Articles | Volume 10, issue 17
07 Sep 2010
 | 07 Sep 2010

Temporal and vertical variations of aerosol physical and chemical properties over West Africa: AMMA aircraft campaign in summer 2006

A. Matsuki, B. Quennehen, A. Schwarzenboeck, S. Crumeyrolle, H. Venzac, P. Laj, and L. Gomes

Abstract. While the Sahelian belt in West Africa stretches in the border between the global hot-spots of mineral dust and biomass burning aerosols, the presence of West African Monsoon is expected to create significant vertical and temporal variations in the regional aerosol properties through transport and mixing of particles from various sources (mineral dust, biomass burning, sulfates, sea salt). In order to improve our understanding of the evolution of the aerosol-cloud system over such region across the onset of the summer monsoon, the French ATR-42 research aircraft was deployed in Niamey, Niger (13°30' N, 02°05' E) in summer 2006, during the three special observation periods (SOPs) of the African Monsoon Multidisciplinary Analysis (AMMA) project. These three SOPs covered both dry and wet periods before and after the onset of the Western African Monsoon.

State of the art physico-chemical aerosol measurements on the ATR-42 showed a notable seasonal transition in averaged number size distributions where (i) the Aitken mode is dominating over the accumulation mode during the dry season preceding the monsoon arrival and (ii) the accumulation mode increasingly gained importance after the onset of the West African monsoon and even dominated the Aitken mode after the monsoon had fully developed. The parameters for the mean log-normal distributions observed in respective layers characterized by the different wind regimes (monsoon layer, SAL, free troposphere) are presented, together with the major particle compositions found in the accumulation mode particles. Thereby, results of this study should facilitate radiative transfer calculations, validation of satellite remote sensors, and detailed transport modeling by partners within and outside the AMMA community.

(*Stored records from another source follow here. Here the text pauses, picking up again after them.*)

PR #236, opened 2021-02-04
feat(cli): AutoStart education notice [ch7441]

vapurrmaid:
I tried my best to get some cool info/ed information around AutoStart into the CLI :zap:

### Env Pre-Run Cmds

I added this to:

- envs create
- envs rebuild

### Env Create

```
$ go run ./cmd/coder/main.go envs create created-from-cli --image ubuntu --enable-autostart --org Coder
info: ⚡NEW: Automate daily environment startup
  | Visit https://master.cdr.dev/preferences?tab=autostart to configure your preferred time
  | Coder CLI version: unknown
  | Coder API version: 1.14.0+743-g7c24d16bb-20210216
  | 
success: creating environment...
  | 
  | tip: run "coder envs watch-build created-from-cli" to trail the build logs
```

## Next Steps

Should we accept this effort, we should spawn a ticket to remove the education notice from the next non-patch release

### DIFF
--- a/internal/cmd/envs.go
+++ b/internal/cmd/envs.go
@@ -152,16 +152,16 @@ coder envs --user charlie@coder.com ls -o json \
 
 func createEnvCmd() *cobra.Command {
 	var (
-		org    string
-		cpu    float32
-		memory float32
-		disk   int
-		gpus   int
-		img    string
-		tag    string
-		follow bool
-		useCVM bool
-		useAS  bool
+		org             string
+		cpu             float32
+		memory          float32
+		disk            int
+		gpus            int
+		img             string
+		tag             string
+		follow          bool
+		useCVM          bool
+		enableAutostart bool
 	)
 
 	cmd := &cobra.Command{
@@ -214,7 +214,7 @@ coder envs create my-new-powerful-env --cpu 12 --disk 100 --memory 16 --image ub
 				DiskGB:          disk,
 				GPUs:            gpus,
 				UseContainerVM:  useCVM,
-				EnableAutoStart: useAS,
+				EnableAutoStart: enableAutostart,
 			}
 
 			// if any of these defaulted to their zero value we provision
@@ -258,7 +258,7 @@ coder envs create my-new-powerful-env --cpu 12 --disk 100 --memory 16 --image ub
 	cmd.Flags().StringVarP(&img, "image", "i", "", "name of the image to base the environment off of.")
 	cmd.Flags().BoolVar(&follow, "follow", false, "follow buildlog after initiating rebuild")
 	cmd.Flags().BoolVar(&useCVM, "container-based-vm", false, "deploy the environment as a Container-based VM")
-	cmd.Flags().BoolVar(&useAS, "enable-autostart", false, "automatically start this environment at your preferred time.")
+	cmd.Flags().BoolVar(&enableAutostart, "enable-autostart", false, "automatically start this environment at your preferred time.")
 	_ = cmd.MarkFlagRequired("image")
 	return cmd
 }
--- a/internal/cmd/envs.go
+++ b/internal/cmd/envs.go
@@ -622,7 +622,7 @@ func buildUpdateReq(ctx context.Context, client *coder.Client, conf updateConf) 
 	return &updateReq, nil
 }
 
-// TODO (Grey): Remove education in a future non-patch release
+// TODO (Grey): Remove education in a future non-patch release.
 func autoStartInfo() {
 	var preferencesURI string
 
--- a/internal/cmd/envs.go
+++ b/internal/cmd/envs.go
@@ -11,6 +11,7 @@ import (
 	"os"
 
 	"cdr.dev/coder-cli/coder-sdk"
+	"cdr.dev/coder-cli/internal/config"
 	"cdr.dev/coder-cli/internal/x/xcobra"
 	"cdr.dev/coder-cli/pkg/clog"
 	"cdr.dev/coder-cli/pkg/tablewriter"
@@ -160,6 +161,7 @@ func createEnvCmd() *cobra.Command {
 		tag    string
 		follow bool
 		useCVM bool
+		useAS  bool
 	)
 
 	cmd := &cobra.Command{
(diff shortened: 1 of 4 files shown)


internal/cmd/autostart.go
```diff
@@ -0,0 +1,99 @@
...
+
+	return cmd
+}
+
+func setAutostartCmd() *cobra.Command {
+	cmd := &cobra.Command{
+		Use:   "set [time]",
+		Short: "set autostart settings owned by the active user",
+		Args:  xcobra.ExactArgs(1),
+		Long:  "Set Coder autostart settings owned by the active user. The suppled time is in HH:mm:ss format and assumes UTC.",
```
vapurrmaid, line 73:
```suggestion
		Long:  "Set Coder autostart settings owned by the active user. The supplied time is in HH:mm:ss format and assumes UTC.",
```

internal/cmd/autostart.go
```diff
@@ -0,0 +1,99 @@
...
+			}
+
+			as, err := client.MyAutoStart(ctx)
+			if err != nil {
+				return err
+			}
+
+			switch outputFmt {
+			case humanOutput:
+				fmt.Printf("AutoStart Time:\t%v\n", as.AutoStart)
```
cmoog, line 50: You _could_ use `tablewriter` here if you wanted to.

internal/cmd/autostart.go
```diff
@@ -0,0 +1,99 @@
...
+			t, err := time.Parse("15:04:05", args[0])
+			if err != nil {
+				return err
+			}
+			updateReq := &coder.AutoStartRequest{
+				AutoStart: t.Format(time.RFC3339),
+			}
+			_, err = client.UpdateAutoStart(ctx, *updateReq)
+			if err != nil {
+				return xerrors.Errorf("update autostart: %w", err)
```
cmoog, line 91: how do we pick the timezone here?

internal/cmd/envs.go
```diff
@@ -57,6 +57,9 @@ func lsEnvsCommand() *cobra.Command {
 		Use:   "ls",
 		Short: "list all environments owned by the active user",
 		Long:  "List all Coder environments owned by the active user.",
+		PreRun: func(cmd *cobra.Command, args []string) {
+			autoStartInfo()
```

Extended analysis of the chemical composition of single aerosol particles by a transmission electron microscope (TEM) coupled to an energy dispersive X-ray spectrometer (EDX) revealed dominance of mineral dust (aluminosilicate) even in the submicron particle size range during the dry period, gradually replaced by prevailing biomass burning and sulfate particles, after the onset of the monsoon period. The spatial and temporal evolution from SOP1 to SOP2a1 and SOP2a2 of the particle physical and chemical properties and associated aerosol hygroscopic properties are remarkably consistent.